If $P_i$ would exceed the threshold density of $1/2$ , merge it with its sibling LLA in the calibrator tree, and call init on the potential LLA at their parent. Otherwise, call insert on $P_i$ .

Main Results

Insertion Cost

For arbitrary predictions, using the classical LLA model as a black-box, they proved that their insertion algorithm acheives a $O(\log^{2} \eta)$ amoritzed cost per insertion.

When predictions are perfect (i.e., each predicted rank exactly matches the true target position), the insertion cost is constant — $O(1)$ .
When predictions are poor — specifically, if at least one prediction is maximally wrong (as far from the target as possible) — the insertion cost falls back to $O(\log^2 n)$ , matching the complexity of traditional, non-predictive LLA.

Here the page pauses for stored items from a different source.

PR #10007, opened 2020-09-21
Integrate Allowed and Denied Parameters With KV2 [VAULT-616]

HridoyRoy:
Jira ticket: https://hashicorp.atlassian.net/browse/VAULT-616

Description: Vault requests to the KV2 secrets engine contain an extra "data" field, such that request.Data has a field "data" within which the secret key/values are stored, as we can see here: https://github.com/hashicorp/vault/blob/7aa1ffa92ee61b977efad1488b8f309b1e2136df/command/kv_get.go#L128 

Allowed and denied parameters are put within that data block, and therefore are not found up by acl.go, which assumes the format of request.Data is compatible with KV1. 

This PR provides a fix, and adds tests to the current test suite to include KV2-integrable tests.

### DIFF
--- a/vault/acl.go
+++ b/vault/acl.go
@@ -318,6 +318,13 @@ func (a *ACL) Capabilities(ctx context.Context, path string) (pathCapabilities [
 func (a *ACL) AllowOperation(ctx context.Context, req *logical.Request, capCheckOnly bool) (ret *ACLResults) {
 	ret = new(ACLResults)
 
+	// check if format of kv request is a v1 or v2 request:
+	// https://github.com/hashicorp/vault/blob/7aa1ffa92ee61b977efad1488b8f309b1e2136df/command/kv_get.go#L128
+	requestData := req.Data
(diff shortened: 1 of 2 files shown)


vault/acl.go
```diff
@@ -318,6 +318,13 @@ func (a *ACL) Capabilities(ctx context.Context, path string) (pathCapabilities [
 func (a *ACL) AllowOperation(ctx context.Context, req *logical.Request, capCheckOnly bool) (ret *ACLResults) {
 	ret = new(ACLResults)
 
+	// check if format of kv request is a v1 or v2 request:
```
ncabatoff, line 321: I don't think we should put secret-engine-specific code into generic core code like acl.go.

HridoyRoy:
Closing this PR after discussing the design decisions this change would impact. Kv secrets engine formatting decisions should be encapsulated in the http layer and the kv secrets engine. Vault should the request data map abstractly, instead of making assumptions about the format of the request based on the secrets engine output.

More generally, for any LLA insertion algorithm with an amortized cost of $C(n)$ (where $C$ is an admissible "reasonable" list labeling cost function), plugging it into the LearnedLLA model as a black box yields an amortized insertion cost of $C(\eta)$ .

They took it a step further, and proved a more powerful result:

For prediction errors that are sampled from an unknown distribution with mean $\mu$ , and variance $s^2$ , their algorithm acheives an expected cost of $O(\log^2{|\mu| + s^2})$ . That means $O(1)$ for distributions with constant mean and variance.

Optimality

They claim that their algorithm is optimal. Following their prediction model, they prove that any deterministic list labeling algorithm must acheive $\Omega(\log^2{\eta})$ .

Open Questions.

Well, there is a big problem they don't highlight in their paper: If only one prediction was maximally bad, and the rest were perfect, their algorithm will still incur $O(\log^2{\eta})$ . I will explain this in good detail in a later post!!

References

McCauley, S., Moseley, B., Niaparast, A., & Singh, S. (2023). Online List Labeling with Predictions. arXiv:2305.10536
Bender, Michael A., Alex Conway, Martín Farach-Colton, Hanna Komlós, Michal Koucký, William Kuszmaul, and Michael Saks. Nearly Optimal List Labeling. arXiv, 2024. https://doi.org/10.48550/arXiv.2405.00807
Bender, M. A., Demaine, E. D., & Farach-Colton, M. (2000). Cache-oblivious B-trees. In Proceedings of the 41st Annual Symposium on Foundations of Computer Science (pp. 399–409). IEEE.